In connection with this opinion letter, we have examined such certificates, documents and records and have made such investigation of fact and such examination of law as we have deemed appropriate in order to enable us to render the opinions set forth herein. In conducting such investigation, we have relied, without independent verification, upon certificates of officers of the Company, public officials and other appropriate persons.
The opinions expressed below are limited to the Delaware General Corporation Law.

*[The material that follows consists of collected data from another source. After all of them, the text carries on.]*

PR #442, opened 2021-09-22
setup.py: append environment CFLAGS to local CFLAGS variable

giuliobenetti:
Please check build failure [1] due to toolchain m68k infinite loop if -O2 is passed.
There we need to override it with -O0 and the only way I've found is the on in the patch.

[1]: http://autobuild.buildroot.net/results/17d/17d6e6422abadcd6313c430c40f2a5d7162dbbd3/build-end.log


giuliobenetti:
My bad, this doesn't work, I've tested it badly. I will reopen a PR with a correct solution.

Based upon and subject to the foregoing, we are of the opinion that (i) the Shares have been duly authorized and, when issued and delivered pursuant to the Underwriting Agreement and against payment of the consideration set forth therein, will be, validly issued, fully paid and non-assessable, (ii) provided that the Pre-Funded Warrants have been duly executed and delivered by the Company and duly delivered to the purchaser thereof against payment therefor, then the Pre-Funded Warrants, when issued and sold as described in the prospectus included in the Registration Statement, assuming a sufficient number of Warrant Shares are at the time available for issuance, will be a valid and legally binding obligation of the Company, enforceable against the Company in accordance with its terms, except as enforcement thereof may be limited by bankruptcy, insolvency, reorganization, moratorium or other similar laws relating to or affecting creditors’ rights generally and by general equitable principles (regardless of whether such enforceability is considered in a proceeding at law or in equity) and implied covenants of good faith and fair dealing, and (iii) the Warrant Shares, when issued upon exercise of the Pre-Funded Warrants in accordance with its terms, will have been duly authorized and validly issued and will be fully paid and non-assessable.
We hereby consent to your filing this opinion as an exhibit to the 462(b) Registration Statement and to the use of our name therein and in the related prospectus under the caption “Legal Matters.” In giving such consent, we do not thereby admit that we are in the category of persons whose consent is required under Section 7 of the Securities Act or the rules and regulations of the Commission thereunder.